GEMM Heuristics#

Overview#

Gemm heuristics in cutlass_library aim to reduce the search space for runtime autotuning, so that only a subset of valid kernels need to be built and profiled for a given set of GEMM problems. This implementation uses Nvidia’s nvidia-matmul-heuristics, an analytical heuristic that ranks GEMM kernels by estimated performance given a problem size and hardware SKU. You can find more info in the docs.

Coverage#

Gemm heuristics in cutlass_library is an experimental feature and exhaustive functional or performance coverage is not guaranteed. It currently supports the following.

Problem space:

Plain dense gemm for f8, f16, f32

Hardware:

Hopper (sm9x)
Blackwell (sm10x)

Usage / Quick Start#

Install Dependencies#

Using the wheel is recommended:

pip install nvidia-matmul-heuristics

Prepare Input File#

Prepare a list of gemm problem definitions, in the form of a json list, to be evaluated by the heuristic. Here is a sample file with two problems:

[
{
     "m" : 4096,
     "n" : 4096,
     "k" : 4096,
     "batch_count" : 1,
     "layout" : "tnn",
     "dtype_a" : "f16",
     "dtype_b" : "f16",
     "dtype_c" : "f16",
     "dtype_acc" : "f32",
     "dtype_d" : "f16",
     "beta" : 0.0,
     "use_fast_acc": false
},
{
     "m" : 4096,
     "n" : 4096,
     "k" : 4096,
     "batch_count" : 1,
     "layout": "tnn",
     "dtype_a" : "e5m2",
     "dtype_b" : "e5m2",
     "dtype_c" : "f32",
     "dtype_acc" : "f32",
     "dtype_d" : "e5m2",
     "beta" : 0.0,
     "use_fast_acc": true
}
]

Note: use_fast_acc only needs to be specified for FP8 kernels on SM90. Otherwise, it is ignored.

Build#

Build CUTLASS using CMake as normal, providing heuristics-specific options to CMake. Note that hardware details are detected automatically. For offline builds, use -DCUTLASS_LIBRARY_HEURISTICS_GPU. For example, here is a minimal command for Nvidia’s Hopper Architecture (sm90):

$ cmake .. \
    -DCUTLASS_NVCC_ARCHS=90a \
    -DCUTLASS_LIBRARY_HEURISTICS_PROBLEMS_FILE=<path_to_your_problem_list.json> \
    -DCUTLASS_LIBRARY_HEURISTICS_CONFIGS_PER_PROBLEM=<number of configurations to build per problem> 
...
...

$ make cutlass_profiler -j

This will produce a csv testlist which provides all testcases that need be run to perform autotuning over the built configurations, including kernel runtime options. The location of this file can be changed by the CMake option -DCUTLASS_LIBRARY_HEURISTICS_TESTLIST_FILE.
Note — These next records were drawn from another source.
PR #2710, opened 2023-11-02
Fix !isset() with Variable

staabm:
Another split out of https://github.com/phpstan/phpstan-src/pull/2657

implements the 

> Because for $foo with certainty maybe and not-nullable, the only !isset($foo) is that the variable does not exist, so the certainty needs to be no.

part of https://github.com/phpstan/phpstan-src/pull/2657#pullrequestreview-1651857463

---

closes https://github.com/phpstan/phpstan/issues/3632
closes https://github.com/phpstan/phpstan/issues/8190
closes https://github.com/phpstan/phpstan/issues/8366
closes https://github.com/phpstan/phpstan/issues/8659
closes https://github.com/phpstan/phpstan/issues/9580
closes https://github.com/phpstan/phpstan/issues/10064
closes https://github.com/phpstan/phpstan/issues/10088

### DIFF
--- a/src/Analyser/MutatingScope.php
+++ b/src/Analyser/MutatingScope.php
@@ -3850,22 +3850,18 @@ class MutatingScope implements Scope
 			if ($expr instanceof IssetExpr) {
 				$issetExpr = $expr;
 				$expr = $issetExpr->getExpr();
-				$certainty = $issetExpr->getCertainty();
 
-				if ($certainty->no()) {
-					$scope = $scope->unsetExpression($expr);
-
-					if ($expr instanceof Variable) {
-						$exprString = $this->getNodeKey($expr);
-
-						unset($scope->expressionTypes[$exprString]);
-						unset($scope->nativeExpressionTypes[$exprString]);
-					}
-				} else {
+				if ($typeSpecification['sure']) {
 					$scope = $scope->setExpressionCertainty(
 						$expr,
-						$certainty,
+						TrinaryLogic::createMaybe(),
 					);
+				} else {
+					$scope = $scope->unsetExpression($expr);
+					$exprString = $this->getNodeKey($expr);
+
+					unset($scope->expressionTypes[$exprString]);
+					unset($scope->nativeExpressionTypes[$exprString]);
 				}
 
 				continue;
--- a/src/Analyser/MutatingScope.php
+++ b/src/Analyser/MutatingScope.php
@@ -3891,10 +3891,11 @@ class MutatingScope implements Scope
 
 		foreach ($conditions as $conditionalExprString => $expressions) {
 			$certainty = TrinaryLogic::lazyExtremeIdentity($expressions, static fn (ConditionalExpressionHolder $holder) => $holder->getTypeHolder()->getCertainty());
-			$type = TypeCombinator::union(...array_map(static fn (ConditionalExpressionHolder $holder) => $holder->getTypeHolder()->getType(), $expressions));
 			if ($certainty->no()) {
 				unset($scope->expressionTypes[$conditionalExprString]);
 			} else {
+				$type = TypeCombinator::union(...array_map(static fn (ConditionalExpressionHolder $holder) => $holder->getTypeHolder()->getType(), $expressions));
+
 				$scope->expressionTypes[$conditionalExprString] = array_key_exists($conditionalExprString, $scope->expressionTypes)
 					? new ExpressionTypeHolder(
 						$scope->expressionTypes[$conditionalExprString]->getExpr(),
--- a/src/Analyser/MutatingScope.php
+++ b/src/Analyser/MutatingScope.php
@@ -3840,6 +3840,7 @@ class MutatingScope implements Scope
 			$specifiedExpressions[$this->getNodeKey($expr)] = ExpressionTypeHolder::createYes($expr, $scope->getType($expr));
 		}
 
+		$conditions = [];
 		foreach ($scope->conditionalExpressions as $conditionalExprString => $conditionalExpressions) {
 			foreach ($conditionalExpressions as $conditionalExpression) {
 				foreach ($conditionalExpression->getConditionExpressionTypeHolders() as $holderExprString => $conditionalTypeHolder) {
@@ -3848,18 +3849,24 @@ class MutatingScope implements Scope
 					}
 				}
 
-				if ($conditionalExpression->getTypeHolder()->getCertainty()->no()) {
-					unset($scope->expressionTypes[$conditionalExprString]);
-				} else {
-					$scope->expressionTypes[$conditionalExprString] = array_key_exists($conditionalExprString, $scope->expressionTypes)
-						? new ExpressionTypeHolder(
-							$scope->expressionTypes[$conditionalExprString]->getExpr(),
-							TypeCombinator::intersect($scope->expressionTypes[$conditionalExprString]->getType(), $conditionalExpression->getTypeHolder()->getType()),
-							TrinaryLogic::maxMin($scope->expressionTypes[$conditionalExprString]->getCertainty(), $conditionalExpression->getTypeHolder()->getCertainty()),
-						)
-						: $conditionalExpression->getTypeHolder();
-					$specifiedExpressions[$conditionalExprString] = $conditionalExpression->getTypeHolder();
-				}
+				$conditions[$conditionalExprString][] = $conditionalExpression;
+				$specifiedExpressions[$conditionalExprString] = $conditionalExpression->getTypeHolder();
+			}
+		}
+
+		foreach ($conditions as $conditionalExprString => $expressions) {
+			$certainty = TrinaryLogic::lazyExtremeIdentity($expressions, static fn (ConditionalExpressionHolder $holder) => $holder->getTypeHolder()->getCertainty());
+			$type = TypeCombinator::union(...array_map(static fn (ConditionalExpressionHolder $holder) => $holder->getTypeHolder()->getType(), $expressions));
+			if ($certainty->no()) {
+				unset($scope->expressionTypes[$conditionalExprString]);
+			} else {
+				$scope->expressionTypes[$conditionalExprString] = array_key_exists($conditionalExprString, $scope->expressionTypes)
+					? new ExpressionTypeHolder(
+						$scope->expressionTypes[$conditionalExprString]->getExpr(),
+						TypeCombinator::intersect($scope->expressionTypes[$conditionalExprString]->getType(), $type),
+						TrinaryLogic::maxMin($scope->expressionTypes[$conditionalExprString]->getCertainty(), $certainty),
+					)
+					: $expressions[0]->getTypeHolder();
 			}
 		}
 
--- a/src/Analyser/MutatingScope.php
+++ b/src/Analyser/MutatingScope.php
@@ -2348,6 +2348,10 @@ class MutatingScope implements Scope
 	/** @api */
 	public function hasExpressionType(Expr $node): TrinaryLogic
 	{
+		if ($node instanceof Variable && is_string($node->name)) {
+			return $this->hasVariableType($node->name);
+		}
+
 		$exprString = $this->getNodeKey($node);
 		if (!isset($this->expressionTypes[$exprString])) {
 			return TrinaryLogic::createNo();
@@ -3440,7 +3444,7 @@ class MutatingScope implements Scope
 		return $scope->invalidateExpression($expr);
 	}
 
-	public function specifyExpressionType(Expr $expr, Type $type, Type $nativeType): self
+	public function specifyExpressionType(Expr $expr, Type $type, Type $nativeType, ?TrinaryLogic $certainty = null): self
 	{
 		if ($expr instanceof ConstFetch) {
 			$loweredConstName = strtolower($expr->name->toString());
@@ -3474,6 +3478,7 @@ class MutatingScope implements Scope
 					if ($dimType instanceof ConstantIntegerType) {
 						$types[] = new StringType();
 					}
+
 					$scope = $scope->specifyExpressionType(
 						$expr->var,
 						TypeCombinator::intersect(
@@ -3481,16 +3486,23 @@ class MutatingScope implements Scope
 							new HasOffsetValueType($dimType, $type),
 						),
 						$scope->getNativeType($expr->var),
+						$certainty,
 					);
 				}
 			}
 		}
 
+		if ($certainty === null) {
+			$certainty = TrinaryLogic::createYes();
+		} elseif ($certainty->no()) {
+			throw new ShouldNotHappenException();
+		}
+
 		$exprString = $this->getNodeKey($expr);
 		$expressionTypes = $scope->expressionTypes;
-		$expressionTypes[$exprString] = ExpressionTypeHolder::createYes($expr, $type);
+		$expressionTypes[$exprString] = new ExpressionTypeHolder($expr, $type, $certainty);
 		$nativeTypes = $scope->nativeExpressionTypes;
-		$nativeTypes[$exprString] = ExpressionTypeHolder::createYes($expr, $nativeType);
+		$nativeTypes[$exprString] = new ExpressionTypeHolder($expr, $nativeType, $certainty);
 
 		return $this->scopeFactory->create(
 			$this->context,
--- a/src/Analyser/MutatingScope.php
+++ b/src/Analyser/MutatingScope.php
@@ -3720,6 +3720,23 @@ class MutatingScope implements Scope
 		);
 	}
 
+	private function setExpressionCertainty(Expr $expr, TrinaryLogic $certainty): self
+	{
+		if ($this->hasExpressionType($expr)->no()) {
+			throw new ShouldNotHappenException();
+		}
+
+		$originalExprType = $this->getType($expr);
+		$nativeType = $this->getNativeType($expr);
+
+		return $this->specifyExpressionType(
+			$expr,
+			$originalExprType,
+			$nativeType,
+			$certainty,
+		);
+	}
+
 	private function addTypeToExpression(Expr $expr, Type $type): self
 	{
 		$originalExprType = $this->getType($expr);
@@ -3844,6 +3861,11 @@ class MutatingScope implements Scope
 						unset($scope->expressionTypes[$exprString]);
 						unset($scope->nativeExpressionTypes[$exprString]);
 					}
+				} else {
+					$scope = $scope->setExpressionCertainty(
+						$expr,
+						$certainty,
+					);
 				}
 
 				continue;
--- a/src/Analyser/MutatingScope.php
+++ b/src/Analyser/MutatingScope.php
@@ -37,6 +37,7 @@ use PHPStan\Node\Expr\OriginalPropertyTypeExpr;
 use PHPStan\Node\Expr\PropertyInitializationExpr;
 use PHPStan\Node\Expr\SetOffsetValueTypeExpr;
 use PHPStan\Node\Expr\TypeExpr;
+use PHPStan\Node\IssetExpr;
 use PHPStan\Node\Printer\ExprPrinter;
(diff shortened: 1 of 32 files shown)


src/Analyser/TypeSpecifier.php
```diff
@@ -709,18 +710,48 @@ public function specifyTypesInCondition(
...
 				);
+				if ($isset === true) {
+					return $exprType;
+				}
+
+				if ($issetExpr instanceof Expr\Variable && is_string($issetExpr->name)) {
+					$type = $scope->getType($issetExpr);
+
+					$nullType = new NullType();
+					if (!$nullType->isSuperTypeOf($type)->no()) {
```
staabm: I am not sure about this condition

src/Analyser/TypeSpecifier.php
```diff
@@ -709,18 +710,48 @@ public function specifyTypesInCondition(
...
 					$context->negate(),
 					false,
 					$scope,
 					$rootExpr,
 				);
+				if ($isset === true) {
+					return $exprType;
+				}
+
+				if ($issetExpr instanceof Expr\Variable && is_string($issetExpr->name)) {
```
staabm, line 609: hopefully its OK to do the variable stuff in a separate PR.
whats missing is `ArrayDimFetch`, `PropertyFetch`, `StaticPropertyFetch` which could be done in a followup?

staabm:
the carbon error seems valid

the larastan errors seem unrelated, as they also show up in other open PRs

the presta shop error looks fishy

src/Analyser/MutatingScope.php
```diff
@@ -3820,6 +3838,31 @@ public function filterBySpecifiedTypes(SpecifiedTypes $specifiedTypes): self
 		foreach ($typeSpecifications as $typeSpecification) {
 			$expr = $typeSpecification['expr'];
 			$type = $typeSpecification['type'];
+
+			if ($expr instanceof IssetExpr) {
+				$issetExpr = $expr;
+				$expr = $issetExpr->getExpr();
+				$certainty = $issetExpr->getCertainty();
```
ondrejmirtes: This shouldn't be done through a property on IssetExpr, but rather this should work through `$typeSpecification['sure']` being true or false same as for all the other things.

src/Analyser/MutatingScope.php
```diff
@@ -3820,6 +3838,31 @@ public function filterBySpecifiedTypes(SpecifiedTypes $specifiedTypes): self
...
+
+				if ($certainty->no()) {
+					$scope = $scope->unsetExpression($expr);
+
+					if ($expr instanceof Variable) {
```
ondrejmirtes: Also I'm bothered by `instanceof Variable` again. I'd say we don't need this at all because `unsetExpression` should take care of everything. When NodeScopeResolver handles Unset_, it works even for variables without any ifs. See https://phpstan.org/r/889ea0c0-1b67-4894-b3f4-2f76ed4ed48e

ondrejmirtes (changes requested):
Also this is the place to test all the different scenarios like I described in the original PR: https://github.com/phpstan/phpstan-src/pull/2657#pullrequestreview-1651857463

So if we're doing `!isset($a)`:

1) If the variable is nullable, it means that after this PR it might be null or it might not exist
2) If the variable is not nullable, it means that after this PR it does not exist anymore

etc...

src/Analyser/MutatingScope.php
```diff
@@ -3820,6 +3838,27 @@ public function filterBySpecifiedTypes(SpecifiedTypes $specifiedTypes): self
...
+				if ($typeSpecification['sure']) {
+					$scope = $scope->setExpressionCertainty(
+						$expr,
+						TrinaryLogic::createMaybe(),
+					);
+				} else {
+					$scope = $scope->unsetExpression($expr);
+					$exprString = $this->getNodeKey($expr);
+
+					unset($scope->expressionTypes[$exprString]);
```
ondrejmirtes: This shouldn't be needed as it's already handled in unsetExpression

ondrejmirtes (changes requested):

src/Analyser/MutatingScope.php
staabm: that was a great hint. I would have never thought this should be done via `$typeSpecification['sure']`

staabm:
I have more tests and a small fix open todo

staabm:
one interessting failling drupal case:

https://github.com/drupal/drupal/blob/2700c5afb6c3936041db413872eea82dc0bd4fe4/core/modules/user/tests/src/Unit/UserAccessControlHandlerTest.php#L138C84-L154

```
------ ------------------------------------------------------------------- 
  Line   core/modules/user/tests/src/Unit/UserAccessControlHandlerTest.php  
 ------ ------------------------------------------------------------------- 
  152    Variable $result might not be defined.                             
 ------ ------------------------------------------------------------------- 
 ```

reduced it to 

```php
function doBar(bool $view, bool $edit): void {
	foreach (['view' => $view, 'edit' => $edit] as $operation => $result) {
		assertVariableCertainty(TrinaryLogic::createYes(), $result);

		$result_text = !isset($result) ? 'null' : ($result ? 'true' : 'false'); // Variable $result in isset() always exists and is not nullable.

		assertVariableCertainty(TrinaryLogic::createYes(), $result); // Expected variable certainty Yes, actual: Maybe
		assertType('bool', $result); // Variable $result might not be defined.
	}
}
```

-> I think its great that PHPStan realized that since `$result` can never be null and therefore the `isset()` is actually dead code
-> since we turn the certainty to NO via !isset() we get a misleading consequential false-positve error

ondrejmirtes:
Hi, I'm putting this on hold for a while until this problem is resolved: https://github.com/phpstan/phpstan-src/pull/2666#issuecomment-1792687552

ondrejmirtes:
Alright, one more problem this PR should try to fix is:

```
Expected No, actual certainty of variable $shortcut_id is Maybe in /Users/ondrej/Development/phpstan/tests/PHPStan/Analyser/data/bug-10088.php on line 22.
```

Not sure why it does not work now.

ondrejmirtes:
The problem in Drupal should be fixed, the code in Carbon should still fail because it was wrong from the start.

ondrejmirtes:
Did my commit in forward fashion on 1.10.x, only added more tests here.

ondrejmirtes:
Results look better but there's something wrong with `!empty` in Drupal: https://github.com/phpstan/phpstan-src/actions/runs/6756144616/job/18365350671

Source: https://github.com/drupal/drupal/blob/2700c5afb6c3936041db413872eea82dc0bd4fe4/core/modules/book/book.module#L123

staabm:
I guess the problem is related that the variable is only defined via dim fetches

(Maybe I can have a look tonight)

ondrejmirtes:
That shouldn't matter, right? Also I found out it already fails on 1.10.x so maybe I broke it with my recent commits.

staabm:
It shouldn't - but its a notable difference of the case at hand vs working unit tests

staabm:
Another notable difference of the drupal case: the dim-fetch based declarations are wrapped in a property-fetch based isset()

staabm:
added a reduced test for the drupal case. looks like a certainty issue of regular variables (which was already contained in 1.10.40)

ondrejmirtes:
Hi, my plan for today is to make 1.10.x releasable again by reverting all related changes and picking those commits into this PR. Right now it’s pretty broken and we need to do this properly in order not to endanger the stability. So we’re gonna focus the changes here and make sure the CI is green.

I also need to work on other stuff like PHP 8.3 and PHPStan 1.11.

staabm:
I see thanks. If there is anything I can do to support you in other areas, feel free to note.

staabm:
> Results look better but there's something wrong with `!empty` in Drupal: [phpstan/phpstan-src/actions/runs/6756144616/job/18365350671](https://github.com/phpstan/phpstan-src/actions/runs/6756144616/job/18365350671)
> 
> Source: [drupal/drupal@`2700c5a`/core/modules/book/book.module#L123](https://github.com/drupal/drupal/blob/2700c5afb6c3936041db413872eea82dc0bd4fe4/core/modules/book/book.module#L123)

I also found the cause for this problem:

```php
function book_node_links_alter(array &$links, NodeInterface $node) {
  \PHPStan\dumpType(isset($node->book['depth'])); // Dumped type: false 
    if (isset($node->book['depth'])) {
          $book_links['book_printer'] = [
          ];
    }
    \PHPStan\Testing\assertVariableCertainty(\PHPStan\TrinaryLogic::createMaybe(), $book_links); // Expected variable certainty Maybe, actual: No

    if (!empty($book_links)) {
      $links['book'] = [
        '#links' => $book_links,
      ];
    }
}
```

I think everything is working as expected - as far as this PR is a concern. we conclude the isset() expression is always FALSE, therefore we don't take the IF-truethy-scope into the IF-final-scope which means the variable has a certainty of NO after the `if (isset($node->book['depth'])) {` block

staabm:
> Alright, one more problem this PR should try to fix is:
> 
> ```
> Expected No, actual certainty of variable $shortcut_id is Maybe in /Users/ondrej/Development/phpstan/tests/PHPStan/Analyser/data/bug-10088.php on line 22.
> ```
> 
> Not sure why it does not work now.

I think the cause for this problem is, that the scope before entering the `if ($link_mode === "add") {` statement is

```php
$scope->debug();

array (
  '$shortcut_id (Maybe)' => '1',
  '$link_mode (Yes)' => '\'add\'|\'remove\'',
  'native $shortcut_id' => '1',
  'native $link_mode' => '\'add\'|\'remove\'',
  'condition about $shortcut_id #1' => 'if $link_mode=\'remove\' then $shortcut_id is 1 (Yes)',
)
```

which means we don't know about a conditional type and certainty for the ELSE case of the ternary `$link_mode = isset($shortcut_id) ? "remove" : "add";`

in the end it feels like a possible future improvement..?

ondrejmirtes:
I hope you don't mind the forcepushes. If you have some commits locally and I forcepush the base under your feet, can solve it easily with `git rebase --onto`.

staabm:
summarizing/interpreting the current errors

### nikic/PHP-Parser

[origin code](https://github.com/nikic/PHP-Parser/blob/da65ae474d2db681b0c37f6d3ff97dba8e14cc5f/lib/PhpParser/PrettyPrinterAbstract.php#L853-L854)

```
------ ------------------------------------- 
  Line   PhpParser/PrettyPrinterAbstract.php  
 ------ ------------------------------------- 
  854    If condition is always true.         
 ------ ------------------------------------- 
 ```

reduced: 

```php
<?php

use PhpParser\Node;

/**
 * @param positive-int $itemStartPos
 */
function doFoo(Node $arrItem , Node $origArrItem , $itemStartPos, int $pos): void {
	$itemStartPos = $origArrItem->getStartTokenPos();
	$itemEndPos = $origArrItem->getEndTokenPos();
	\assert($itemStartPos >= 0 && $itemEndPos >= 0 && $itemStartPos >= $pos);

	$comments = $arrItem->getComments();
	$origComments = $origArrItem->getComments();
	assertType('array<PhpParser\Comment>', $origComments);
	$commentStartPos = $origComments ? $origComments[0]->getStartTokenPos() : $itemStartPos;
	assertType('array<PhpParser\Comment>', $origComments);
	\assert($commentStartPos >= 0);

	assertType('array<PhpParser\Comment>', $comments);
	assertType('array<PhpParser\Comment>', $origComments); // Expected type array<PhpParser\Comment>, actual: array{}  
}
```

-> false positive -> fixed in [ce6f25b](https://github.com/phpstan/phpstan-src/pull/2710/commits/ce6f25bb1ff7d237e6f5145b931641b079999655)

### briannesbitt/Carbon

[origin code](https://github.com/briannesbitt/Carbon/blob/0af369fba2435afe17a97cfa9a02a8e84d6c6640/tests/CarbonPeriod/ToArrayTest.php#L99-L100)

```
------ -------------------------------------- 
  Line   tests/CarbonPeriod/ToArrayTest.php    
 ------ -------------------------------------- 
  100    Variable $date might not be defined.  
 ------ -------------------------------------- 
 ```

looks like a valid error IMO since carbon did not annotate `assertInstanceOfCarbon` in a way which narrows the arg.
this changed just recently https://github.com/briannesbitt/Carbon/commit/f0dcc1c4a895f710c758229a99388d87ef1def26

### drupal/drupal

```
------ --------------------------------- 
  Line   core/modules/book/book.module    
 ------ --------------------------------- 
  123    Undefined variable: $book_links  
 ------ --------------------------------- 

 ------ ------------------------------------------------------------------- 
  Line   core/modules/user/tests/src/Unit/UserAccessControlHandlerTest.php  
 ------ ------------------------------------------------------------------- 
  152    Variable $result might not be defined.                             
 ------ ------------------------------------------------------------------- 
```

[origin source book.module ](https://github.com/drupal/drupal/blob/2700c5afb6c3936041db413872eea82dc0bd4fe4/core/modules/book/book.module#L120-L126)

-> false positive

[origin source UserAccessControlHandlerTest](https://github.com/drupal/drupal/blob/2700c5afb6c3936041db413872eea82dc0bd4fe4/core/modules/user/tests/src/Unit/UserAccessControlHandlerTest.php#L149-L153)

-> false positive -> fixed in https://github.com/phpstan/phpstan-src/pull/2710/commits/425c581746775d65148c541c2d6ccc9b4fc09001

reduced

```php
<?php

class DrupalTest
{
	public function assertFieldAccess(bool $view, bool $edit): void {
		foreach (['view' => $view, 'edit' => $edit] as $operation => $result) {
			assertVariableCertainty(\PHPStan\TrinaryLogic::createYes(), $result);
			$result_text = !isset($result) ? 'null' : ($result ? 'true' : 'false');
			assertVariableCertainty(\PHPStan\TrinaryLogic::createYes(), $result); // Expected variable certainty Yes, actual: Maybe
			echo $result;
		}
	}
}

```

### PrestaShop/PrestaShop

```
------ ---------------------------------------------------------- 
  Line   controllers/admin/AdminModulesController.php              
 ------ ---------------------------------------------------------- 
  832    Undefined variable: $modules_list_save                    
  832    Variable $modules_list_save in isset() is never defined.  
 ------ ---------------------------------------------------------- 
 ```

[origin source](https://github.com/PrestaShop/PrestaShop/blob/ca9d81aae0bb17f3e767bb5d835348ed144a3ab5/controllers/admin/AdminModulesController.php#L832)

-> works as expected -> `modules_list_save` is either isset and non-null, or non-existant. therefore the last branch cannot be taken

**Comment by staabm** [comment]
the certainty of `$expr` in `isset($expr)` after ternary currently fails, because scopes are merged and NO merged with YES turns into MAYBE at

https://github.com/phpstan/phpstan-src/blob/28dab12d14f60f0b30b307433b9fd60a99587ba2/src/Analyser/NodeScopeResolver.php#L2795

[see currently failling test-case](https://github.com/phpstan/phpstan-src/pull/2710/files#diff-341ec38542af7441ace821df0645cfa728e2b47b51d7b29beda6cf48fb3cbe21R140-R152)

I think we somehow need to make sure the NO certainty given thru `IssetExpr` does not influence the final scope.


~this need to cover though that the ternary might contain a regular `unset()` which still should have an impact.~ 
update: [thats a syntax error](https://3v4l.org/JPnUY), so we are fine for `unset` in ternary.

**Comment by staabm** [comment]
I worked on fixing remaining bugs. I think I fixed the remaining ones and added lots of more tests.

errors in CI seem valid.

would be great to have another round of reviews, when time allows.

**Comment by ondrejmirtes** [comment]
Just tested this on a real-world project.

PHAR from this branch takes 17m24s to complete, stable PHAR takes 15m18s to complete (in a single thread).

But this might just be caused by a single file, will need to investigate further.

**Comment by staabm** [comment]
I tried this PR on several real world projects and could not see a slowdown. if you can provide a reproducer I can look into it

**Comment by ondrejmirtes** [comment]
There is no performance difference anymore 🎉 

But there are some false positives:

https://phpstan.org/r/5808b352-1128-4a68-ae93-28990774c56f - reports `Variable $matches might not be defined.`

https://phpstan.org/r/8c8d7bcc-1b43-40d0-ab26-8776f17a51bc - broken type assert

There might be more but they're probably connected to these. I'm gonna take a look again after you fix these :) Thanks.

**Comment by staabm** [comment]
awesome - thank you. I will have a look in the upcoming days.

**Comment by staabm** [comment]
@ondrejmirtes just pushed fixes for the snippets you mentioned

**Comment by ondrejmirtes** [comment]
Hi, I have one more bug for you: https://phpstan.org/r/e4755dda-74e3-44f3-bb09-b4311cb7835c

On your PR this snippet reports:

```
 ------ ----------------------------------------------------------------------------------------------
  Line   test.php
 ------ ----------------------------------------------------------------------------------------------
  25     Call to function array_key_exists() with 'nearest_premise' and array will always evaluate to
         true.
         💡 Because the type is coming from a PHPDoc, you can turn off this check by setting
            treatPhpDocTypesAsCertain: false in your phpstan.neon.dist.
 ------ ----------------------------------------------------------------------------------------------
```

**Comment by staabm** [comment]
thanks for bringing these examples up.

I think the bug is in building the `$finalScope` after ternary.

atm we merge the following 2 scopes:

```
$ifTrueScope->debug();
array (
  '$innerHits (Yes)' => 'array&hasOffset(\'nearest_premise\')',
  '$this (Yes)' => '$this(HelloWorld)',
  'native $innerHits' => 'array&hasOffset(\'nearest_premise\')',
  'native $this' => '$this(HelloWorld)',
  'condition about $innerHits #1' => 'if $innerHits=array then $innerHits is array&hasOffset(\'nearest_premise\') (Yes)',
)

$ifFalseScope->debug();
array (
  '$innerHits (Yes)' => '*NEVER*',
  '$this (Yes)' => '$this(HelloWorld)',
  'native $innerHits' => 'array',
  'native $this' => '$this(HelloWorld)',
  'condition about $innerHits #1' => 'if $innerHits=array then $innerHits is array&hasOffset(\'nearest_premise\') (Yes)',
)
```

I wonder whether merging `'$innerHits (Yes)' => 'array&hasOffset(\'nearest_premise\')',` and `'$innerHits (Yes)' => '*NEVER*',` should lead to unsetting the variable-type from scope? 

atm these are merged together and the resulting scope looks like

```
$finalScope->debug();
array (
  '$innerHits (Yes)' => 'array&hasOffset(\'nearest_premise\')',
  '$this (Yes)' => '$this(HelloWorld)',
  'native $innerHits' => 'array',
  'native $this' => '$this(HelloWorld)',
  'condition about $innerHits #1' => 'if $innerHits=array then $innerHits is array&hasOffset(\'nearest_premise\') (Yes)',
)
```

wdyt? do you agree?

**Comment by clxmstaab** [comment]
ohh.. I think the bug is that we have `'$innerHits (Yes)' => '*NEVER*',`  but it should be `array` instead in Falsey-scope

**Comment by ondrejmirtes** [comment]
Yes, `'$innerHits (Yes)' => '*NEVER*',` is one issue but also we should not probably create conditionals about the same variable, it doesn't make sense:

```
'condition about $innerHits #1' => 'if $innerHits=array then $innerHits is ...
```

ondrejmirtes:
Ohh I fixed it :)

staabm:
really nice, thank you. I was looking at it for hours and coulnd't make sense of it.

clxmstaab:
I have a test-case locally for the conditon bug. let me push it into the PR

ondrejmirtes:
One part didn't make much sense to me so I changed it:

* https://github.com/phpstan/phpstan-src/pull/2710/commits/6e72a32b80aff83f7b9d383c57c5cfc5e18df48f
* https://github.com/phpstan/phpstan-src/pull/2710/commits/e718636917b395eedca8562bcf7881cb81f3d1b4

The change about PHPDoc certainty is probably a bug in merging scopes, I don't care much about that right now.

I will be merging this soon. Thank you!

ondrejmirtes (approved):

staabm:
thanks for your support!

CUTLASS CMake currently supports the following for heuristics:

CUTLASS_LIBRARY_HEURISTICS_PROBLEMS_FILE: Path to the file containing a json list of GEMM problems
CUTLASS_LIBRARY_HEURISTICS_CONFIGS_PER_PROBLEM: Max number of configurations the heuristic will return for each GEMM problem. The same configuration or kernel can be suggested for multiple problems.
CUTLASS_LIBRARY_HEURISTICS_RESTRICT_KERNELS: Limits the build to only the set of kernels instantiated by the default CUTLASS CMake build flow, composing with other options such as CUTLASS_LIBRARY_INSTANTIATION_LEVEL. Set this to ON as a workaround if the heuristic suggests kernel configurations that do not build on your platform (possible for some unsupported or experimental use cases). This option is set to OFF by default, which builds all of the suggested configurations.
CUTLASS_LIBRARY_HEURISTICS_TESTLIST_FILE: Path to the output CSV which will contain the testcases to be used for autotuning, consumable by cutlass_profiler.
CUTLASS_LIBRARY_HEURISTICS_GPU: The GPU to use for heuristics; for instance, H100_SXM5. Used for offline builds. If unset, the hardware properties will be auto-detected using the Cuda Driver APIs. See generator.py for valid GPU strings

Profile#

Use the emitted testlist CSV with cutlass_profiler to collect performance data, which can be used to determine the fastest built kernel configuration for each of the input problems. Example which profiles each testcase for a fixed 50ms:

cutlass_profiler --operation=Gemm --testlist-file=<path_to_your_testlist.csv> --profiling-iterations=0 --profiling-duration=50 --verification-enabled=false --output=<path_to_outfile>

Direct Usage in Python#

If you have pre-built CUTLASS kernels or custom CUTLASS emitters, you can use the Python APIs directly to select kernels to build or profile. See filter_manifest_and_write_heuristics_file() in heuristics.py for example usage.